__EXERCISE__: In the records below, find the lines that include the string "MVVM" and report how many there are, nothing else.

__GIVEN RECORDS__:
____________
PR #2008, opened 2024-03-18
GT-2158 with custom observable object

levieggertcru:
Hey @rachaelblue let me know your thoughts on this approach.  

I was trying to use Binding with the View, but that wasn't working and then I remembered ObservableObject so I thought what if we wrap the selected category and selected language in an ObservableObject and use Published on those.  

This object can be injected into the View so the View can update state when the Published property changes and the one injecting those can still observe changes using ```observer.$value```.

The result of this was ```CombineObservableValue``` that way we can re-use with a generic type.

The main benefit is there isn't the need to create an extra property for updating state.  When injecting a CurrentValueSubject or AnyPublisher into a ViewModel, I think we end up having to create an additional Published property on the ViewModel to update the state of the View when those publishers update.

I still wish there were a way to somehow pass Published from a ViewModel as Binding to a View or Published to a ViewModel, but I'm not sure if that's possible with Published properties.


godtools/App/Features/ToolsFilter/Presentation/ToolFilterLanguageSelectionView/ToolFilterLanguageSelectionView.swift
```diff
@@ -13,10 +13,12 @@ struct ToolFilterLanguageSelectionView: View {
     private static let ultraLightGrey = Color.getColorWithRGB(red: 246, green: 246, blue: 246, opacity: 1)
     
     @ObservedObject private var viewModel: ToolFilterLanguageSelectionViewModel
-    
-    init(viewModel: ToolFilterLanguageSelectionViewModel) {
+    @ObservedObject private var selectedLanguage: CombineObservableValue<LanguageFilterDomainModel>
```
rachaelblue, line 16: Does `CombineObservableValue` only trigger changes if it's hooked up to a view?  Or would it be possible for it to live in the viewModel?  If it has to live in the view, I'm wondering what the difference is between this and using `@Published`/`@Binding` in tandem.

rachaelblue: For example, `DashboardViewModel` has a property `@Published var currentTab: Int` that gets passed into `DashboardTabBarItemView` as a `@Binding`, and the tab value can get updated from either end.  Seems kind of like the same idea?

levieggertcru: Hey @rachaelblue now that you mention it I think ViewModel would be more appropriate for MVVM.  Is that what you were thinking?

levieggertcru: Hmm I guess Binding would also work on the View with Published?  In that case CombineObservableValue wouldn't be necessary on the View.  Is that what you were thinking here?

levieggertcru: That's right Binding would be a better option and redundant to use CombineObservableValue.  Let me try Binding again, I remember I did get an error, just can't exactly remember what it stated.  I believe it had to do with scope since I was passing it through the Flow.

rachaelblue: Yeah, I was thinking as far as MVVM, the selectedLanguage should probably live in the viewModel.  I'm pretty sure that was my big issue in the beginning, that I didn't want to pass the value separately into the view.  Although I don't remember dealing with it needing to pass through the flow 🤔

levieggertcru: In my test I was passing CombineObservableValue from ToolsViewModel through the Flow to the Selection Views.

Let me try another approach using Binding on the Selection views and a Published on the ViewModel.  I'm curious what that might look like.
____________
__ANSWER BOX__: 2